Task to complete: Identify each line in the records below that contains the word "response", and copy it.

(Collected data entries)

PR #475, opened 2018-06-12
Wait-on-exit before sending "disconnect" response.

ericsnowcurrently:
(fixes gh-459)

We must wait-for-user before the "disconnect" response is sent.  This PR fixes that.


ericsnowcurrently:
I have verified that this fixes the problem under PTVS.

PR #476, opened 2018-06-13
Fixes #338 (output is no longer buffered)

### LINKED ISSUE #338: Output redirection is slow
Older version of PTVSD would redirect the stdout and stderr as the data was written into those streams. In the new versions there's a delay of around 300ms.

This introduces a slight delay in:
* Running a program to completion
E.g. running a program with a simple print statement takes a noticeable amount of time to complete.
* Similarly, when running a program to completion without debugging we notice the same delay

Once again, this is because of the fact that the new debugger polls the `new output` buffers for data every 300ms.

Can we implement the `push` approach the older PTVSD version had, instead of the current `pull` approach. That would make the UX more responsive.

fabioz:


ptvsd/_vendored/pydevd/_pydevd_bundle/pydevd_io.py
```diff
@@ -6,25 +6,29 @@ class IORedirector:
...
     def write(self, s):
-        for r in self._redirectTo:
-            try:
-                r.write(s)
-            except:
-                pass
+        # The original one may fail if the user tries to write a number to the stream, etc.
+        self._redirect_to[0].write(s)
+        try:
+            # This one should not fail.
```
DonJayamanne: If this should not fail, the why is it in `try`?
Should the comment read `This should be allowed to fail`?

fabioz: The comment should actually be that it is not allowed to fail, but thinking about it a bit more I don't think that the except should be needed at all (if it fails it's probably an error and we want to fix it), so, removed that try..except.

karthiknadig:
I will merge this at 11:00 AM PDT if there are no other comments.

Issue #448, opened 2018-05-30
Breakpoints don't hit on attach


karthiknadig:
Repro steps:
1. Copy the code below into test.py
2. Make sure you are synced to latest ptvsd master
3. set PYTHONPATH to ptvsd
4. In the command prompt run `py -3.6 test.py`
5. From VS/VSC open `test.py` file and set breakpoints on line 7 and 10.
6. Attach to `tcp://localhost:5678`

![image](https://user-images.githubusercontent.com/3840081/40738084-6a4d55d0-63f7-11e8-8aaf-1610c412ac26.png)

Expected: 
Breakpoint on line 7 is hit.

Actual:
Console displays `Hello! What is your name?` and waits for user Input. The break-point on line 10 is hit after entering some text.

Repro code:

Answer to the exercise:
Wait-on-exit before sending "disconnect" response.
We must wait-for-user before the "disconnect" response is sent.  This PR fixes that.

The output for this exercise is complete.